Distribution Element Trees for Density Estimation and Bootstrapping

Description

Distribution element trees (DETs) enable the estimation of probability densities based on (possibly large) datasets. Moreover, DETs can be used for random number generation or smooth bootstrapping both in unconditional and conditional modes. In the latter mode, information about certain probability-space components is taken into account when sampling the remaining probability-space components.

Details

The function det.construct translates a dataset into a DET. To evaluate the probability density based on a precomputed DET at arbitrary query points, det.query is used. The functions det1 and det2 provide density estimation and plotting for one- and two-dimensional datasets. (Un)conditional smooth bootstrapping from an available DET, can be performed by det.rnd. To inspect the structure of a DET, the functions det.de and det.leafs are useful. While det.de enables the extraction of an individual distribution element from the tree, det.leafs extracts all leaf elements at branch ends.

Author(s)

Daniel Meyer, [email protected]

References

Distribution element tree basics and density estimation, see Meyer, D.W. (2016) http://arxiv.org/abs/1610.00345 or Meyer, D.W., Statistics and Computing (2017) https://doi.org/10.1007/s11222-017-9751-9.
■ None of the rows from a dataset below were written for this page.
PR #899, opened 2023-08-31
User Expiry Chceck

RobAndrewHurst:
**Bug Report**:

We discovered a bug affecting **non-admin users**. Even when they had no `expires_on` date set (i.e., it was cleared), they were **unable to log in** unless an expiry date was assigned.

---

This has now been fixed with an additional check to see if the users `expires_on` is null.

```js
if (user.expires_on !== null && user.expires_on < new Date()/1000)
```

### DIFF
--- a/api/api.js
+++ b/api/api.js
@@ -200,9 +200,9 @@ module.exports = async (req, res) => {
 
     if (template.err) return res.status(500).send(template.err.message)
 
-    if (!user && (template.login || template.admin)) return login(req, res, 'Route requires login')
+    if (!user && (template.login || template.admin)) return login(req, res, 'login_required')
 
-    if (user && (!user.admin && template.admin)) return login(req, res, 'Route requires admin priviliges')
+    if (user && (!user.admin && template.admin)) return login(req, res, 'admin_required')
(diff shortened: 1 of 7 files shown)


simon-leech (approved):
I have pushed a commit to this PR that sets the date on the edit to the expires on to the current date, as previously it came up as 01/01/1970. 

I have tested the logic of the expire, admin assigns a new expiry date, re-register and user is re-approved

dbauszus-glx (changes requested):
Non of this documented and therefore impossible to review proper. I will add documentation but already noticed that the process fails straight off the bat with a new ACL.

The verification process must return with an appropriate message if the no admin account is present in the ACL. https://github.com/GEOLYTIX/xyz/pull/899/commits/14507b1198e927e86eb9e96e00e3ab8e930ddcba

I will continue the review, but this cannot be merged as it is.

dbauszus-glx (approved):
Seems to work well enough now.

There is an issue with the date editor which must be addressed with the Tabulator implementation. https://github.com/olifolkerd/tabulator/issues/4286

DETs for smooth bootstrapping, see Meyer, D.W. (2017) http://arxiv.org/abs/1711.04632 or Meyer, D.W., Journal of Computational and Graphical Statistics (2018) https://doi.org/10.1080/10618600.2018.1482768.


Determine Split Dimension(s)

Description

Determine the split dimensions of an existing distribution element in the DET refinement-process based on statistical tests.

Usage

dimstosplit(x, sze, mode, alphag, alphad)

Arguments

x

data in element given as matrix with d rows or components and n columns or samples.

sze

vector representing the element size.

mode

element order and split mode as detailed in det.construct.

alphag, alphad

significance levels for goodness-of-fit and independence tests, respectively, in element refinement or splitting process. alphad is irrelevant for univariate data x with d = 1.

Value

An object comprised of the split dimension(s) or NA for no split, and the resulting child element parameters is returned.